▶ **YOUR ASSIGNMENT**: Extract the lines from the first line of the records below through the line containing "rajsesh-msft: >vImageTestCompare8888Buffers [](start", inclusive, and reproduce them exactly as written.

▶ **INPUT**:
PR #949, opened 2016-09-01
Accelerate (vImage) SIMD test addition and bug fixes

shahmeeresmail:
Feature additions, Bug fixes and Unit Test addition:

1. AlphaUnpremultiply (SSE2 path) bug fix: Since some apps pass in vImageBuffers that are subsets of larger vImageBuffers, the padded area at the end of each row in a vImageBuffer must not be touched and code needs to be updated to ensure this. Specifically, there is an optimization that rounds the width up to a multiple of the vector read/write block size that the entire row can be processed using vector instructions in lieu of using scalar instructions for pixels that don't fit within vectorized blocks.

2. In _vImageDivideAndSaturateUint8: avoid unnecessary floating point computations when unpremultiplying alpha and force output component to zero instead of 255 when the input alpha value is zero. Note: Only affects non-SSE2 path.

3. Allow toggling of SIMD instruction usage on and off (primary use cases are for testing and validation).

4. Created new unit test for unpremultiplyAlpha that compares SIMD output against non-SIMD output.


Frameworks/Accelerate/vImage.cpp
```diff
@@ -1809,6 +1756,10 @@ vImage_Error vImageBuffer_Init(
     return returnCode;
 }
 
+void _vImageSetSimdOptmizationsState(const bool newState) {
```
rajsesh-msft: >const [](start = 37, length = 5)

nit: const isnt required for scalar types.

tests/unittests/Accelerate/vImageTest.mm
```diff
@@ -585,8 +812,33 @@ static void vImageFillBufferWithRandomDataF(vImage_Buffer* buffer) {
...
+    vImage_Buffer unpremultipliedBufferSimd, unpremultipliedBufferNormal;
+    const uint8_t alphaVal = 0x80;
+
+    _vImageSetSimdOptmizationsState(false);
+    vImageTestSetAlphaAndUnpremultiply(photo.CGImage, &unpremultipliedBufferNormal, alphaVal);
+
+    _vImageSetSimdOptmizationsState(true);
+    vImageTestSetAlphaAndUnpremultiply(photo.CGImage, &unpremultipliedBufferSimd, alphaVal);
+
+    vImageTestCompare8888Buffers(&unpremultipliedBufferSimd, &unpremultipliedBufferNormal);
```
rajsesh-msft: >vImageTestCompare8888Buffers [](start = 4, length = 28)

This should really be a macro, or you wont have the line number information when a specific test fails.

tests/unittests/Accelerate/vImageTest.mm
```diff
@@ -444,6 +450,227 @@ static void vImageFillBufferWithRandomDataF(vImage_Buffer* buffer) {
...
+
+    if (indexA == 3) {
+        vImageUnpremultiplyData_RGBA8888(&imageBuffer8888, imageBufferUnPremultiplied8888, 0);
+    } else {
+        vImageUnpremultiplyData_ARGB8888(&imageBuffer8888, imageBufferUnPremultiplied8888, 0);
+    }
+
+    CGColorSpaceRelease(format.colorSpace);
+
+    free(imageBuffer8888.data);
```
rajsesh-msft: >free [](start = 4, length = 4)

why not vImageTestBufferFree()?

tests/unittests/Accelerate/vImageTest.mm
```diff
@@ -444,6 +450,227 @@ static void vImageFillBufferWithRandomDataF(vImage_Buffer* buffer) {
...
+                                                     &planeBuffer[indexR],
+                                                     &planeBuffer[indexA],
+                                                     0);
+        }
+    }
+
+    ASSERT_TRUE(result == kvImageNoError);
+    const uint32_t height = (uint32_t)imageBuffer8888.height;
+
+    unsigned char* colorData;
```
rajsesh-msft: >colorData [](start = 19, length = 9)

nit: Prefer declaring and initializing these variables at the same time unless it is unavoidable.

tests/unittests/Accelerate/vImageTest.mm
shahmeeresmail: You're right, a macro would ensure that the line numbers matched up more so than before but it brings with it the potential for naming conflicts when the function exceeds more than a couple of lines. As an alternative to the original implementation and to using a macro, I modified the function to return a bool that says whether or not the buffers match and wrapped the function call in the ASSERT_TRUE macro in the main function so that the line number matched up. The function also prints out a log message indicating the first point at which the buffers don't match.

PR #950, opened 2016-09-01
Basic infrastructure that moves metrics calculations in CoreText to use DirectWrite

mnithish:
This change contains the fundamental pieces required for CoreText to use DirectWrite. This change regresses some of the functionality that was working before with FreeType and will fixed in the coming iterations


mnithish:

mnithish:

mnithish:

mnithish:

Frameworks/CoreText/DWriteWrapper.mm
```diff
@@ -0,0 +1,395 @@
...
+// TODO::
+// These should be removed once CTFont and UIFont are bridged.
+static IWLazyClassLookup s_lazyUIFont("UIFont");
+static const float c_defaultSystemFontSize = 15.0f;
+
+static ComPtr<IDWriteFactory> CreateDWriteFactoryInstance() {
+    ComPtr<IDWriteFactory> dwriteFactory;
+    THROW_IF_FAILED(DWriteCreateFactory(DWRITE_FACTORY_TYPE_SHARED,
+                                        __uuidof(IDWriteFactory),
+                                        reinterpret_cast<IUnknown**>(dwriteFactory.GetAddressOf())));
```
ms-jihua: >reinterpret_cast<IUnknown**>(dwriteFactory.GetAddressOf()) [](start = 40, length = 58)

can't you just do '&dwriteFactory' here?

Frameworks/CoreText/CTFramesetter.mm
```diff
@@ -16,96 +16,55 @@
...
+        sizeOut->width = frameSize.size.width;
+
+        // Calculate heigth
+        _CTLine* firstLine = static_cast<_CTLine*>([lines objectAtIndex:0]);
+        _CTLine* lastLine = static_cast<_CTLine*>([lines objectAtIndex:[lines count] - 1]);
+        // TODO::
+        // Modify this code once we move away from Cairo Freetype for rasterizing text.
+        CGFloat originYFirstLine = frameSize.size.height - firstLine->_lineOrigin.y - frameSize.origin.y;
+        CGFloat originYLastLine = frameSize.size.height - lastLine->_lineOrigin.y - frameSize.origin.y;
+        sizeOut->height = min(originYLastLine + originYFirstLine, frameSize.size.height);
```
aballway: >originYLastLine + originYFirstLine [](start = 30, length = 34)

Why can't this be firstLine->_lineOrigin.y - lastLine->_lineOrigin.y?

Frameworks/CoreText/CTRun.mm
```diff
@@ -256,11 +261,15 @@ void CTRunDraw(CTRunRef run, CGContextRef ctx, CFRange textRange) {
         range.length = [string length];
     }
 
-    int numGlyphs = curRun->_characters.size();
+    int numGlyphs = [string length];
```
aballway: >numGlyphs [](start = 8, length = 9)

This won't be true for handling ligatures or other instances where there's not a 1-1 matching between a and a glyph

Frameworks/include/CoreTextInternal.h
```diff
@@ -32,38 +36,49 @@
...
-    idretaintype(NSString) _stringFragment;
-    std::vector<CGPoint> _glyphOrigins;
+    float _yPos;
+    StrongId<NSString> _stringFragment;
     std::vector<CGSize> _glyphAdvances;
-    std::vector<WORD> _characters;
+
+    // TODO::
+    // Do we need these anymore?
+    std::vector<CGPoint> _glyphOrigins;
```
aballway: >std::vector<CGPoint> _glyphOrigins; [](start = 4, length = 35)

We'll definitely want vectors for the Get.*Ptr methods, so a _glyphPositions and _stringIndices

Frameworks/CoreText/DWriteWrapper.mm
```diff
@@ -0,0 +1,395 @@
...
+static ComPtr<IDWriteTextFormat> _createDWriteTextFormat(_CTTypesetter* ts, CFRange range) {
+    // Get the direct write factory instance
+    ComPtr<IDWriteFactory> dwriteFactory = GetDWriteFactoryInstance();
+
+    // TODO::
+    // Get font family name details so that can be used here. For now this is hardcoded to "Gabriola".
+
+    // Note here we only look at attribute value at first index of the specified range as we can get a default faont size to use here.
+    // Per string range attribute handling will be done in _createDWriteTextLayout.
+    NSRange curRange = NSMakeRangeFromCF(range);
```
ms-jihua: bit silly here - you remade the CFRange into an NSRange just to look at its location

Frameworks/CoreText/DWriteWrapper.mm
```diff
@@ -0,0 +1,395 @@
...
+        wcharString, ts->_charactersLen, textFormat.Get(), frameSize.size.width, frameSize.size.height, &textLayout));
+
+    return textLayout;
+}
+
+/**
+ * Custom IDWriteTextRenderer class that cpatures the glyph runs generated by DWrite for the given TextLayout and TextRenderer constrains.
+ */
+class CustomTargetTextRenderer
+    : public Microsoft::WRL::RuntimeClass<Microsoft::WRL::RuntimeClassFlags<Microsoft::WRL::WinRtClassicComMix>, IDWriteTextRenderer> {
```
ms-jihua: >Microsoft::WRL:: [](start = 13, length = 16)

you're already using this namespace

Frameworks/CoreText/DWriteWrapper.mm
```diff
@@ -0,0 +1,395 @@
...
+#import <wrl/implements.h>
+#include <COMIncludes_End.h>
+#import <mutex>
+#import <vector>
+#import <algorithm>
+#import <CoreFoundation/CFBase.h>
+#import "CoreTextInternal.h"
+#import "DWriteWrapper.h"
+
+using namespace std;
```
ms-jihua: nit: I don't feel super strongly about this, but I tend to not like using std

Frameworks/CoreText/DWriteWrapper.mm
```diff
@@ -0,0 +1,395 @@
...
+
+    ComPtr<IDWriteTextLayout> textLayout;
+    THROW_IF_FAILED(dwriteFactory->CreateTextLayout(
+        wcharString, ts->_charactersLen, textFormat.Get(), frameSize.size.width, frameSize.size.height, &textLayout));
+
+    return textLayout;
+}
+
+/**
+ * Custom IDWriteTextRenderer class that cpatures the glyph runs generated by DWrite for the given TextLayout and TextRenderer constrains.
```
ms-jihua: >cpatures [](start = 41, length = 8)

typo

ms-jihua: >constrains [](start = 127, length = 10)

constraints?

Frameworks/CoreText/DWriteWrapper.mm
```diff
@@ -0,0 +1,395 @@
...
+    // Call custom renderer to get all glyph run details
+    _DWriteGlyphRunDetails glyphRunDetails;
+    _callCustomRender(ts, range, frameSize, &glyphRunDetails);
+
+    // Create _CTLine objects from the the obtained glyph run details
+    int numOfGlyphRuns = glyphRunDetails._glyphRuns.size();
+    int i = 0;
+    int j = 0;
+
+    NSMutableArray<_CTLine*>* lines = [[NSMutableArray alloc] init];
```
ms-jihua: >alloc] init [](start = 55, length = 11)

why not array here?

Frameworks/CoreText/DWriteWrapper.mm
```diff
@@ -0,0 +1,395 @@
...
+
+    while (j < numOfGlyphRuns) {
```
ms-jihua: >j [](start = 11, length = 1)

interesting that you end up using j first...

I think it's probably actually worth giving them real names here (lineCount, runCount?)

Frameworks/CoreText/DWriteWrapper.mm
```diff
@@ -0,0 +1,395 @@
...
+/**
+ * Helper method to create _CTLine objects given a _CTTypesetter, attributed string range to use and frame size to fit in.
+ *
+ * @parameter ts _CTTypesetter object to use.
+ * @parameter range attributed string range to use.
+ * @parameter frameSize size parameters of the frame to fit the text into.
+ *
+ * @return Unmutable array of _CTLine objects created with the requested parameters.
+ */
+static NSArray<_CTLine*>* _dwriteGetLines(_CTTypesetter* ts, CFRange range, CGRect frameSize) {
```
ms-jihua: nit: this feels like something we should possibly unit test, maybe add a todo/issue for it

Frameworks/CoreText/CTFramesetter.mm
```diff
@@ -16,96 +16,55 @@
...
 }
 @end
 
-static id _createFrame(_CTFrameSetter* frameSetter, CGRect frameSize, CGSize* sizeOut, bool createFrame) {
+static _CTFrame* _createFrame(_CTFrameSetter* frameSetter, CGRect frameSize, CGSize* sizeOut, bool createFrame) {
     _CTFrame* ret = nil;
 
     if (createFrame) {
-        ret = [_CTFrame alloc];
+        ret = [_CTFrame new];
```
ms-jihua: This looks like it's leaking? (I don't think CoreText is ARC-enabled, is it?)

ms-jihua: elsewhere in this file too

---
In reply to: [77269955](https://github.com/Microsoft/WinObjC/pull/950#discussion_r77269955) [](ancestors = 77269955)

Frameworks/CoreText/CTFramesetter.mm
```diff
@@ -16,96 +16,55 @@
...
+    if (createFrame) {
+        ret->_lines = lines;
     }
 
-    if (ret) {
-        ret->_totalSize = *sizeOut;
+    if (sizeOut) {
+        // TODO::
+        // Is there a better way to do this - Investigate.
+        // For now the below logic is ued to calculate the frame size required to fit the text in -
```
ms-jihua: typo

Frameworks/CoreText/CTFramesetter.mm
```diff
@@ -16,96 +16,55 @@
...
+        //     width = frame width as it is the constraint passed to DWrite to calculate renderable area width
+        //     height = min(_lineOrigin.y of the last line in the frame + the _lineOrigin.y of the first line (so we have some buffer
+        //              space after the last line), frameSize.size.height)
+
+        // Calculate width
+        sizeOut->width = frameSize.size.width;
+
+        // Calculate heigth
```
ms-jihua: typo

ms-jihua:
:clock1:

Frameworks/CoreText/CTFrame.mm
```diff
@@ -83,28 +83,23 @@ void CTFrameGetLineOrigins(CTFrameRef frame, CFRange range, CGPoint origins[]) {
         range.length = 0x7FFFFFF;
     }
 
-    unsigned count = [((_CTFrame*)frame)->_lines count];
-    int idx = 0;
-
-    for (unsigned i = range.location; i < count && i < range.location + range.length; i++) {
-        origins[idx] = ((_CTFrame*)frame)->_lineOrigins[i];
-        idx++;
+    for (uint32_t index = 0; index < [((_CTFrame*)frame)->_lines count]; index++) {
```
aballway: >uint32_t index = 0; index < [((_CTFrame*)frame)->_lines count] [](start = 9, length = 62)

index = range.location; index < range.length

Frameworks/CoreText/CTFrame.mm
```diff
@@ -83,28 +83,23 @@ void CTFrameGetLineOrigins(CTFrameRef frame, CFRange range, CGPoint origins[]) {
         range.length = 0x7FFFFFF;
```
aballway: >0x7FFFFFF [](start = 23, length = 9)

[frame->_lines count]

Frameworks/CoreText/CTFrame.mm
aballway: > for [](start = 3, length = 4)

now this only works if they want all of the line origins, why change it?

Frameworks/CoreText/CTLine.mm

▶ **ANSWER TO THIS EXERCISE**:
PR #949, opened 2016-09-01
Accelerate (vImage) SIMD test addition and bug fixes

shahmeeresmail:
Feature additions, Bug fixes and Unit Test addition:

1. AlphaUnpremultiply (SSE2 path) bug fix: Since some apps pass in vImageBuffers that are subsets of larger vImageBuffers, the padded area at the end of each row in a vImageBuffer must not be touched and code needs to be updated to ensure this. Specifically, there is an optimization that rounds the width up to a multiple of the vector read/write block size that the entire row can be processed using vector instructions in lieu of using scalar instructions for pixels that don't fit within vectorized blocks.

2. In _vImageDivideAndSaturateUint8: avoid unnecessary floating point computations when unpremultiplying alpha and force output component to zero instead of 255 when the input alpha value is zero. Note: Only affects non-SSE2 path.

3. Allow toggling of SIMD instruction usage on and off (primary use cases are for testing and validation).

4. Created new unit test for unpremultiplyAlpha that compares SIMD output against non-SIMD output.


Frameworks/Accelerate/vImage.cpp
```diff
@@ -1809,6 +1756,10 @@ vImage_Error vImageBuffer_Init(
     return returnCode;
 }
 
+void _vImageSetSimdOptmizationsState(const bool newState) {
```
rajsesh-msft: >const [](start = 37, length = 5)

nit: const isnt required for scalar types.

tests/unittests/Accelerate/vImageTest.mm
```diff
@@ -585,8 +812,33 @@ static void vImageFillBufferWithRandomDataF(vImage_Buffer* buffer) {
...
+    vImage_Buffer unpremultipliedBufferSimd, unpremultipliedBufferNormal;
+    const uint8_t alphaVal = 0x80;
+
+    _vImageSetSimdOptmizationsState(false);
+    vImageTestSetAlphaAndUnpremultiply(photo.CGImage, &unpremultipliedBufferNormal, alphaVal);
+
+    _vImageSetSimdOptmizationsState(true);
+    vImageTestSetAlphaAndUnpremultiply(photo.CGImage, &unpremultipliedBufferSimd, alphaVal);
+
+    vImageTestCompare8888Buffers(&unpremultipliedBufferSimd, &unpremultipliedBufferNormal);
```
rajsesh-msft: >vImageTestCompare8888Buffers [](start = 4, length = 28)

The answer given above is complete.